Dibandingkan Pelembab, Tabir Surya Lebih Ampuh Lindungi Kulit

Puput Tripeni Juniman, CNN Indonesia | Kamis, 05/07/2018 13:21 WIB
Dibandingkan Pelembab, Tabir Surya Lebih Ampuh Lindungi Kulit Ilustrasi. (REUTERS/Eduardo Munoz)
Jakarta, CNN Indonesia -- Pelembab dengan kandungan Sun Protector Factor (SPF) selama ini dirasa ampuh melindungi kulit dari sengatan radiasi sinar matahari atau ultraviolet (UV). Namun, penelitian terbaru menunjukkan pelembab dengan SPF itu tidak sepenuhnya mampu melindungi kulit.

Penelitian dari University of Liverpool, Inggris mengungkapkan pelembab dengan SPF saja tidak cukup untuk melindungi kulit dari kerusakan akibat sengatan sinar matahari.

Peneliti merekomendasikan untuk hanya menggunakan tabir surya saat menghabiskan waktu di bawah sinar matahari.


Temuan dari penelitian ini baru saja dipresentasikan di pertemuan tahunan British Association of Dematologists di Edinburgh, Skotlandia, pada (3/7).

"Meskipun pelembab dengan SPF memberikan perlindungan terhadap sinar matahari, penelitian kami menunjukkan bahwa hasilnya tidak sama dengan tabir surya," kata salah satu peneliti Austin McCormick, seperti dikutip dari Independent.

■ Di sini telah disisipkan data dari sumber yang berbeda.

PR #2198, opened 2020-01-26
Update shard.yml

grkek:
Pin the framework since the newer version implements breaking changes.

### DIFF
--- a/crystal/grip/shard.yml
+++ b/crystal/grip/shard.yml
@@ -11,6 +11,6 @@ targets:
 dependencies:
   grip:
     github: grkek/grip
-    version: ~> 0.26.3
+    version: 0.26.5
 
 license: MIT


crystal/grip/shard.yml
```diff
@@ -11,6 +11,6 @@ targets:
 dependencies:
   grip:
     github: grkek/grip
```
waghanza: Could you please keep the `~>` ?

grkek: With the `~>` other PR's will break as well because the new version is way different than the old Grip.

waghanza: ah, you mean that **breaking changes** will occurs on `0.26.6`
understood

but if I act like that, please make update on each `grip` release

PR #2235, opened 2020-02-04
[Clojure] Use OpenJDK 14

waghanza:
Hi,

This `PR` ensure that OpenJDK 14 is use to
+ build
+ run

@swlkr I could not find any `docker` **image** (for _clojure_) based on **alpine**. I then use the default image (on **debian**) to build and run on **alpine**.

Is this ok to do so ?

Regards,

----------
Closes https://github.com/the-benchmarker/web-frameworks/issues/2160


swlkr:
Yeah it's probably find, the jdk is what matters really

PR #2244, opened 2020-02-07
Update Athena version

Blacksmoke16:
* Update Athena version
* Upgrade Crystal to `0.32.1` via the official alpine docker image
* Support specifying ENV vars in container
* Add db command to clear data of previous runs
* Add `docker-compose.yml` to make running the postgres server easier


waghanza:
Awesome, `crystal` is not shipped on **alpine** and `docker` :+1: 

Good idea to add a `docker-compose`

PR #2252, opened 2020-02-09
Use multiple concurrency

waghanza:
Hi,

As https://www.techempower.com/benchmarks/ does (in _Data Table_ tab) it could be accurate to compute with several concurrency level.

The idea behind that is to identify frameworks that perform differently on various concurrency level.

This is raw result, and we are far away from a ranking.

Regards,


waghanza:
@ray-ang `basicphp` was not working `here`. I've made 2 things two it so as it works again :
+ [x] Rename `url_value` to `url_path`
+ [x] Comment `error404` function

Could you please look and correct me ? The second point is clearly not a **fix**

ray-ang:
Yes, you are right. url_value should be url_path in the controller.


-------- Original message --------

waghanza:
@ray-ang and for `error404` ?

ray-ang:
error404 function is just for error handling. No problem if it gets executed.


-------- Original message --------

waghanza:
@ray-ang no. having it throw 404 in any route

PR #2297, opened 2020-02-25
Build Crystal shards in release mode

Sija:
That should make a difference in benchmarks ;)


Sija:
@waghanza It would be good to update the Crystal-related benchmarks.

PR #2314, opened 2020-02-28
[Go] Upgrade atreugo to v10.4.1

savsgio:


savsgio:
Thanks for your notice @waghanza

PR #2342, opened 2020-03-09
Upgrade workerman to 4.x

walkor:
Upgrade workerman to 4.x


walkor:
image

Here is my command. How can i fix the ci error?

waghanza:
Ah, I see. In order to rebase, you SHOULD not have any local modification. There is two things to do to solve that. Stash save before (and stash pop after) or checkout all files (but this erase your modifications)

PR #7172, opened 2024-01-26
Update mixphp

onanying:


php/mixphp/config.yaml
```diff
@@ -1,3 +1,6 @@
+language:
```
waghanza, line 1: Does not mix-php support last version of PHP ?

waghanza (changes requested):
You've fix version of PHP. Does not mix-php support 8.3 ?

PR #7189, opened 2024-01-31
[D] Update handy to v8.3

waghanza:
cc @cyrusmsk


cyrusmsk:
> cc @cyrusmsk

Dalam studi ini, para peneliti melakukan pengujian pada beberapa kelompok partisipan.

Peserta diminta untuk mengaplikasikan tabir surya pada wajah mereka di hari pertama pengujian.

Pada hari selanjutnya mereka diminta untuk memakai pelembab dengan SPF.

Para peneliti mengambil foto wajah para partisipan di kedua hari tersebut dengan menggunakan kamera yang dimodifikasi khusus sehingga mampu melihat dampak dari sinar UV.

Lewat kamera itu peneliti melihat tingkat kehitaman kulit sebagai efek perlindungan dari sinar matahari.

Semakin hitam kulit tersebut, semakin besar tingkat perlindungan yang diberikan.

Peneliti menyimpulkan bahwa peserta yang menggunakan tabir surya dapat melindungi 89 persen area wajah mereka.

Sedangkan saat mengaplikasikan pelembab dengan SPF yang terlindungi hanya 84 persen.

Di sisi lain, peneliti juga menganjurkan agar orang menggunakan tabir surya lebih tebal dibandingkan pelembab dengan SPF.

Itu dapat memberikan proteksi kulit yang lebih kuat terhadap sinar UV.

"Untuk jangka waktu yang lama di bawah sinar matahari kami merekomendasikan aplikasi tabir surya dengan SPF tinggi," kata McCormick.

Pendapat yang sama juga diutarakan anggota British Association of Dermatologists Matthew Gass.

Menurutnya pelembab dengan SPF tidak berfungsi dengan baik jika dibandingkan dengan tabir surya.

Dia juga menyarankan untuk menggunakan tabir surya yang diaplikasikan secara berulang.

"Hal lain yang penting untuk diambil dari penelitian ini adalah orang sering melewatkan bagian tertentu di wajah mereka saat memakai tabir surya, cara yang baik untuk mencegah hal ini adalah dengan memakai kacamata hitam dan menerapkan kembali tabir surya secara berkala. Ini dapat melindungi wajah dari sinar matahari yang berlebihan," ucap Gass.